## Task statement
A word-for-word printout of the whole listing is needed.

## Material shown
== == ==

Issue #1694, opened 2022-09-23
Compilation error


jennybc:
I can't compile or check testthat at the moment. I see:

```
  clang++ -I"/Library/Frameworks/R.framework/Versions/4.2/Resources/include" -DNDEBUG -I../inst/include -DCOMPILING_TESTTHAT  -I/usr/local/include   -fPIC  -g -O0 -Wall -pedantic -mtune=native -c test-runner.cpp -o test-runner.o
   In file included from test-runner.cpp:7:
   In file included from ../inst/include/testthat.h:1:
   In file included from ../inst/include/testthat/testthat.h:72:
   ../inst/include/testthat/vendor/catch.h:7187:59: error: use of undeclared identifier 'rng'
               random_shuffle( vector.begin(), vector.end(), rng );
                                                             ^
   1 error generated.
```

@kevinushey I think you were in this neighborhood recently (#1688). Is there more information about my system that would be helpful? macOS Big Sur 11.7 with up-to-date Xcode command line tools

PR #1695, opened 2022-09-23
don't pass 'rng' to random_shuffle

kevinushey:
Closes https://github.com/r-lib/testthat/issues/1694.


jennybc (approved):
LGTM and fixes my compilation problem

== == ==

## Result
Issue #1694, opened 2022-09-23
Compilation error


jennybc:
I can't compile or check testthat at the moment. I see:

```
  clang++ -I"/Library/Frameworks/R.framework/Versions/4.2/Resources/include" -DNDEBUG -I../inst/include -DCOMPILING_TESTTHAT  -I/usr/local/include   -fPIC  -g -O0 -Wall -pedantic -mtune=native -c test-runner.cpp -o test-runner.o
   In file included from test-runner.cpp:7:
   In file included from ../inst/include/testthat.h:1:
   In file included from ../inst/include/testthat/testthat.h:72:
   ../inst/include/testthat/vendor/catch.h:7187:59: error: use of undeclared identifier 'rng'
               random_shuffle( vector.begin(), vector.end(), rng );
                                                             ^
   1 error generated.
```

@kevinushey I think you were in this neighborhood recently (#1688). Is there more information about my system that would be helpful? macOS Big Sur 11.7 with up-to-date Xcode command line tools

PR #1695, opened 2022-09-23
don't pass 'rng' to random_shuffle

kevinushey:
Closes https://github.com/r-lib/testthat/issues/1694.


jennybc (approved):
LGTM and fixes my compilation problem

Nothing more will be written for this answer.